By then the store knew not only who the customers were but exactly what they liked to buy -- beef or chicken, deli salads or doughnuts. Turning to the database, Piron generated a list of best customers by department. Then she composed a letter thanking each of them for being a good customer. She also enclosed a gift certificate that the customer could redeem in the store. Each certificate was for a gift basket tied to the customer's favorite department; department managers personally handed the baskets out. Hawkins reports that the store not only held its own against the new competition but even gained sales and a few new customers.
While most stores look at product shrinkage, or how much inventory the store loses because of theft or damage, Green Hills looks at customer shrinkage. It retains better than 96% of its Diamond customers each year. The overall year-to-year customer-retention rate is 80%.
Such loyalty provides leverage in negotiating better prices from vendors. Coca-Cola was so impressed by the sales numbers generated by the Great Gobbler Giveaway that last year it piggybacked on the rewards program with a special promotion of its own.

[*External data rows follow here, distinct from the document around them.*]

PR #1431, opened 2015-11-11
The external markdown file can not be rendered when including highlight.js directly.

snowyu:
see the tests/test-markdown-external.html for detail.


test/test-markdown-external.js
```diff
@@ -0,0 +1,19 @@
+
+
+Reveal.addEventListener( 'ready', function() {
+
+	QUnit.module( 'Markdown' );
+
+	test( 'Vertical separator', function() {
+		strictEqual( document.querySelectorAll( '.reveal .slides>section>section' ).length, 2, 'found two slides' );
```
hakimel: Looks like this is giving a false positive. The md file parses into a presentation where "Slide 1.1", the code sample and "Slide 1.2" are all on the same slide. The selector still returns a length of 2 since "Slide 2", which is intended to be a horizontal slide, actually becomes a vertical slide.

snowyu: I just repair the wrong arguments of the highlighter's invocation. No touch
other codes.

hakimel: Got it. Looking at it again I can see the vertical separator test was carried over from the `test-markdown.js` file, I'll revise it to match the simple.md that `test-markdown-external.js` tests against.

hakimel:
All set – your commits have been merged into the dev branch. Please submit pull requests directly towards that branch next time, thanks! https://github.com/hakimel/reveal.js/commits/dev

Revised the test as discussed above e4634f20e8be5075882b3cc49a169e0fa1ae8f6a.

Green Hills also doesn't measure the effectiveness of its promotions the same way that other stores do. In the old days, Hawkins would judge a promotion a success or failure depending on the redemption rate (percentage of customers who participated) and the rise in sales. Simple measures, used by most retail stores. But once he started his loyalty program, the old marketing constructs didn't work. What's important now is who redeems the offer.
Knowing that, Green Hills took another bold step a few years back. The store drastically cut back on costly hit-or-miss Sunday newspaper circulars. Before launching the loyalty program, Green Hills spent upwards of $6,000 a week on advertising, primarily in newspaper flyers. Hawkins now spends less than half that by distributing flyers only in the zip codes where the better customers live. With such savings, the loyalty program pays for itself.
Redistributing the "wealth" is crucial, says the Green Hills CEO. Many loyalty programs fail because companies try to have it both ways -- appealing to mass-market price shoppers as well as to big spenders. It takes discipline to stick to the program. "If you're not focused, it's a real expense," says operations director Mahar. "What are we here for? We drill it into each other."
How far can you go with loyalty?
On a chilling March day Hawkins pays a visit to his arch rival, the local Wegmans store that's part of a regional chain. As he strides through the entrance, he stops to admire the view. The 128,000-square-foot store -- completely rebuilt in 1995 -- seems to house multiple stores and restaurants. Gourmet eateries occupy a food court next to a gigantic produce section. One could use a bicycle to get to the other end of the store, where household goods in oversize packaging reach practically to the rafters. "This is what I have to compete with," Hawkins says. No sooner is he through the doors of Wegmans than he bumps smack into one of his own customers, a middle-aged man, who nudges Hawkins and says, "Hey, I didn't know you shop here." Hawkins pauses only for a second. "I don't," he replies. "I was looking for you."
For all the success of its loyalty-marketing program, Green Hills inevitably loses some customers. Still, it's a testament to Hawkins's savvy that little Green Hills can go head-to-head with this giant and still hold its own.